I’d been looking for an XS400 to do for a while, they have a good frame, a classic looking twin engine and if you can find the right one, spoked wheels with a front drum for a super clean look . Hugely popular in Japan for customising due to the difficulty and expense of getting a license for bikes over 400cc and the XS’s ability to take on a variety of styles from bratstyle, choppers and bobbers, through to Neo Tokyo street racers, which was my plan, something with a retro sci-fi feel not out of place on the neon lit streets of Japan. I’ve always been drawn to the Japanese design aesthetic, whether that was graphics or bikes and after reading Koichi Fujita’s interview in ‘The Ride’ book and the influence of the film Akira on his An-Bu bikes, I knew I had to do my take on one. The bike would be a metallic brown with a cream accent, sort like a pint of Guinness. The bike style and paint chosen I kept my eye on the usual sources.

Eventually I found this one languishing in the back of a shipping container in Wexford, and after a ten hour round trip to pick it up I had it back in Belfast. Some bikes like the XS400 Special G need the ugly taken off, and simply removing the seat, sissy and handlebars exposes the good bones underneath. I went ahead and rebuilt the wheels with stainless spokes and powder coated the rims satin black, I got a set of carb rebuild kits and new fuses.

One of the hardest thing to do is simplicity, when it looks like you’ve done very little but you have in-fact made countless decisions not to add a bit extra here or something flashy there, to hold yourself back, stripping away the unnecessary and adding in just enough to create an understated cool aesthetic.

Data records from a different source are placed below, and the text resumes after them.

PR #1226, opened 2015-10-30
Apache with more than one vhost (fixes #809)

### LINKED ISSUE #809: Apache install fails with two vhosts
When I run `letsencrypt install --cert-path /etc/letsencrypt/live/example.com/cert.pem --key-path /etc/letsencrypt/live/example.com/privkey.pem --chain-path /etc/letsencrypt/live/example.com/chain.pem` with the following configuration https://drive.google.com/file/d/0B9CrBQYK660GRm1EVVFoQzdIRFE/view?usp=sharing, installation fails. The reason for this is the dummy directives including things like `insert_cert_file_path` and `insert_key_file_path` are not removed before restarting Apache, causing it to fail.

SwartzCr:
Added interstitial saves to apache changes which fixed but when multiple vhosts were specified

The final save still gets called an sets a checkpoint

### DIFF
--- a/letsencrypt-apache/letsencrypt_apache/configurator.py
+++ b/letsencrypt-apache/letsencrypt_apache/configurator.py
@@ -219,6 +219,7 @@ class ApacheConfigurator(augeas_configurator.AugeasConfigurator):
                 self.parser.add_dir(
                     vhost.path, "SSLCertificateChainFile", chain_path)
             else:
+                # TODO: THIS???
                 self.aug.set(path["chain_path"][-1], chain_path)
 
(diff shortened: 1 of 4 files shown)


SwartzCr:
fixes problem in issue #809

pde:
Nice. @jdkasten can you sign off on this?

bmw:
I can confirm this fixes the issue I reported in #809. LGTM.

jdkasten:
Thanks @SwartzCr and @bmw!  This is the solution we thought would work yesterday, thanks for implementing it and testing it out.

PR #1229, opened 2015-10-30
Fix install

bmw:


letsencrypt/cli.py
```diff
@@ -494,7 +495,8 @@ def install(args, config, plugins):
     # XXX: Update for renewer/RenewableCert
 
     try:
-        installer, _ = choose_configurator_plugins(args, config, plugins, "certonly")
```
pde: This looks like this bug has been here for a while.  I wonder if we should in fact be calling `pick_installer` here?

pde:
LGTM

PR #1233, opened 2015-10-30
Ensure that mandatory flags are displayed under the relevant verb help topics

### LINKED ISSUE #996: Common subcommand flags help
Currently, when you run commands like `letsencrypt --help install`, you get the following output:
```
$ letsencrypt --help install  
usage: 

the cert.  

positional arguments:
  SUBCOMMAND
    run                 Obtain a certificate and install.
    auth                Authenticate & obtain cert, but do not install it.
    install             Install a previously obtained cert in a server.
    revoke              Revoke a previously obtained certificate.
    rollback            Rollback server configuration changes made during
                        install.
    config_changes      Show changes made to server config during installation
    plugins             List server software plugins.

optional arguments:
                        config file path (default: None)

install:
  Options for modifying how a cert is deployed
```
This to me doesn't seem very helpful. The problem is arguments shared between subcommands. Most of these common flags are now in the `paths` argument subgroup. I think ideally, the common arguments should not be duplicated when running `letsencrypt --help all`, but should be shown when running help for a specific subcommand. I do not believe this behavior is achievable with `argparse` and adds a fair amount of complexity, so we shouldn't worry about doing anything like this for now.

Instead, a simple thing we could do is update the description for the relevant subgroups to point users towards the `paths` group. I'm not sure what other simple fixes could be done here, but I don't think the help for commands like `install` and `revoke` does much to help the user right now.

pde:
Closes #996

### DIFF
--- a/.pylintrc
+++ b/.pylintrc
@@ -38,7 +38,7 @@ load-plugins=linter_plugin
 # --enable=similarities". If you want to run only the classes checker, but have
 # no Warning level messages displayed, use"--disable=all --enable=classes
 # --disable=W"
-disable=fixme,locally-disabled,abstract-class-not-used,bad-continuation,too-few-public-methods,no-self-use,invalid-name
+disable=fixme,locally-disabled,abstract-class-not-used,bad-continuation,too-few-public-methods,no-self-use,invalid-name,too-many-instance-attributes
 # abstract-class-not-used cannot be disabled locally (at least in pylint 1.4.1)
 
 
--- a/letsencrypt/cli.py
+++ b/letsencrypt/cli.py
@@ -650,12 +650,12 @@ class HelpfulArgumentParser(object):
         help1 = self.prescan_for_flag("-h", self.help_topics)
         help2 = self.prescan_for_flag("--help", self.help_topics)
         assert max(True, "a") == "a", "Gravity changed direction"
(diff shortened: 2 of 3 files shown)


.pylintrc
```diff
@@ -38,7 +38,7 @@ load-plugins=linter_plugin
 # --enable=similarities". If you want to run only the classes checker, but have
 # no Warning level messages displayed, use"--disable=all --enable=classes
 # --disable=W"
-disable=fixme,locally-disabled,abstract-class-not-used,bad-continuation,too-few-public-methods,no-self-use,invalid-name
+disable=fixme,locally-disabled,abstract-class-not-used,bad-continuation,too-few-public-methods,no-self-use,invalid-name,too-many-instance-attributes
```
kuba: `too-many-instance-attributes` is a very good indicator that something is wrong with the code - please fix the code, or disable locally if you **must**

kuba:
Tests missing :(

.pylintrc
pde: We've had to disable that pylint warning 14 times already in our code.  We have plenty of intelligent humans to pay attention to the elegance or otherwise of our code; we don't need foolish robots as well :)

bmw:
LGTM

Having already started the strip down for the build I had seen the frame, engine and wheel hubs had a really cool patina, so I gently cleaned them back to retain as much as possible of their weathered hardened appearance to contrast the slickness of the new parts and paint against them.

The tail cowl seemed a logical piece to start with my introduction to metal shaping on the english wheel, not to big or a complex curve, I wanted to combine the traditional shape of a cafe race seat but raise up the finish point more like a modern sports bike. I set about creating a large curved bowl I could trim down into the final shape I wanted, it took a few goes to figure out how to shape the alloy in the right direction without going too far or simply ruining the piece, but eventually I had a shape close too the one I had planned.

Next was the fairing, before I started I looking at a lot of fairings for style and to figure out how I could put one together, having decided I would make it in three parts and then assemble it, I began with the front top part that would come up from the light and around the rider as that would be the most important piece to get right as the rider would be looking at that part the most, then move on to the sides. The front went well but the sides took a couple of goes to get what I was looking for, which that taught me a thing or two about thinking from 2 to 3d. Then my original plan was to use the XS headlight and cut a hole to that size in the front of the fairing but when I marked up the dimensions, it looked massive and I was going to lose some of the shape I had worked had to create and some structural strength at the side. I sourced a couple of small spot lights, a dipped and main beam and cut a vertical slot in the front of the fairing maximising the amount of materiel at the sides. I think it worked out for the best as the front has a cool Sci Fi feel, I also used some vintage parts I had been saving, a Magura quick action trials throttle and a pair of Harley cigar exhausts, then I brushed all the chrome and polished parts to dull them for a consistent look across the bike.